The code is available in this colab notebook.

import math
import random
import string

# Word lists for spam and ham
spam_words = ["free", "offer", "promotion", "click", "winner", "deal"]
ham_words = ["meeting", "report", "project", "urgent", "schedule", "important"]

# Function to generate random emails
def generate_email(word_list, num_words):
    return " ".join(random.choices(word_list, k=num_words))

# Generate training data
spam_emails = [generate_email(spam_words, random.randint(5, 15)) for _ in range(200)]
ham_emails = [generate_email(ham_words, random.randint(5, 15)) for _ in range(200)]
emails = spam_emails + ham_emails
labels = ["spam"] * 200 + ["ham"] * 200

# Naive Bayes Implementation

def train_naive_bayes(emails, labels):
    # Count word occurrences 
    word_counts = {'spam': {}, 'ham': {}}
    for email, label in zip(emails, labels):
        words = email.split()
        for word in words:
            word_counts[label].setdefault(word, 0)
            word_counts[label][word] += 1

    # Calculate probabilities of P(word|label) with add-one smoothing
    vocab = set()  # Collect unique words
    for label in word_counts:
        vocab.update(word_counts[label].keys())

    probabilities = {}
    for label in word_counts:
        total_words_in_class = sum(word_counts[label].values()) + len(vocab) 
        probabilities[label] = {}
        for word in vocab:
            # Give a small probability to words which are not in the class 
            probabilities[label][word] = (word_counts[label].get(word, 0) + 1) / total_words_in_class

    return probabilities, vocab

def classify_email(email, probabilities, vocab):
    spam_prob, ham_prob = 0, 0
    words = email.split()
    
    for word in words:
        if word in vocab:
            spam_prob += math.log(probabilities["spam"].get(word, 10**-10))  # Tiny probability if word is unknown
            ham_prob += math.log(probabilities["ham"].get(word, 10**-10))

    return "spam" if spam_prob > ham_prob else "ham"

# Train the model
probabilities, vocab = train_naive_bayes(emails, labels)

# Classify a new email
new_email = "Free offer!

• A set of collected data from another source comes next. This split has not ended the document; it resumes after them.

PR #3793, opened 2024-04-19
(NKAI) Add option to ignore troops in on-map garrisons

IvanSavenko:
Up to discussion.

Adds option for NKAI to ignore troops located in on-map garrisons, and turns it off by default.

Reasoning:
In H3, AI apparently never takes such troops. As a result - design of all maps including H3 campaigns accounts for this. However in vcmi this is not true. Leading to situations where player forced to face AI with massive amount of troops collected from garrisons that were supposed to be end-game challenge for player.
One example of such behavior is "Dungeons and Devils" campaign, scenario 3, "Fall of Steadwick".

And while VCMI can not replicate H3 behavior 1:1, differences that significantly affect game balance IMO should be accounted for.

Change only affects NKAI. VCAI can still take such troops, but since VCAI is effectively deprecated and has no user-configurable settings, I decided to keep it as it.


dydzio0614:
We already denied feature to make AI never take pandora boxes "as in H3" - so IMO this setting makes sense to exist but I probably would not turn it on by default since the goal of our AI is to provide challenge rather than aim for closest H3 compatibility and simulating its weaknesses. I do not think it is high priority for VCMI to be playable for maps that rely on original AI quirks and behaviors - wayfarer, rise of the sun king, the empire of the world 2 etc. (I recommend playing such maps in original H3). Also garrisons is only drop in the ocean, for example H3 AI also does not take armies from patrolling heroes, probably does not retreat with heroes that have patrol, etc.

IvanSavenko:
And telling casual players to "git gud *rofl*" and defeat 125 champions, 100 zealots, 200 griffins on week 2 that AI collected when player has no armies other than starting hero armies is no better than telling them to fuck off and uninstall vcmi.

dydzio0614:
Well, cant comment if they will be reasonably playable since difficulty levels are flipped upside down in VCMI, especially the lower ones are generally easier in H3. I personally never liked artificial AI limitations in H3 as well. Many missions will be way off from original feeling due to difficulty level, and also due to unusual tactics that AI will use there and even with obvious AI benefits patched i still would not recommend playing campaigns "for the first time ever" in VCMI.

dydzio0614:
I dont think that in nearby future VCMI can provide good H3 replacement for people who just wanna do campaign run without mods and that's it. I am not sure how big that group is, but any audience that heavily depends on AI changes will be hard to cater to atm.

IvanSavenko:
I suspect that very few people play H3 campaigns for the first time ever in vcmi.
However a lot of players played H3 before and now trying to play in h3 on their phones. They are not newcomers to h3 but they are also not pro players. And they don't view vcmi as different game from h3. They even call vcmi 'emulator'. They likely don't even remember how h3 AI worked.

In any case, vcmi is a game. And end goal of game AI is not to 'defeat human player', but to make game fun. And currently vcmi in such h3 campaigns is anything but fun, unless you are into Heroes 3: Dark Souls Edition.

nullkiller (approved):

nullkiller:
Btw AI does not recognize garrison as the source of army in its routines so consistently we can set this setting to not take army from garrison by default and set it on in BoostAI or/and extreme AI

Click now to get a special promotion"
prediction = classify_email(new_email, probabilities, vocab)
print("New email 1 classification:", prediction)

new_email = "Let's schedule a meeting for the project report."
prediction = classify_email(new_email, probabilities, vocab)
print("New email 2 classification:", prediction)

Output:

New email 1 classification: spam
New email 2 classification: ham

Explanation:

Data Generation: We define lists of words typically found in spam and non-spam emails (ham). The generate_email function creates email samples with random lengths, drawing words from the respective lists. This creates our training data.
Train Naive Bayes: The train_naive_bayes function is the heart of the algorithm. It goes through each email and builds a dictionary word_counts that tracks how many times each word appears in spam and ham emails. It then calculates the probability of each word appearing in a spam or ham email using add-one smoothing. This technique prevents zero probabilities for unseen words during classification. The function also creates a vocabulary vocab containing all unique words encountered in the training data.
Classify New Email: The classify_email function takes a new email, splits it into words, and checks if each word exists in the vocabulary. It calculates the logarithm of the probability of the email belonging to the 'spam' and 'ham' classes based on the presence of the words. By using logarithms, we avoid underflow errors when dealing with very small probabilities.

Beyond the Basics

While we’ve provided a simplified overview, Bayes’ Theorem’s importance extends far beyond these examples. Bayesian inference forms a cornerstone of modern machine learning, providing a sound theoretical foundation for probabilistic models and decision-making under uncertainty.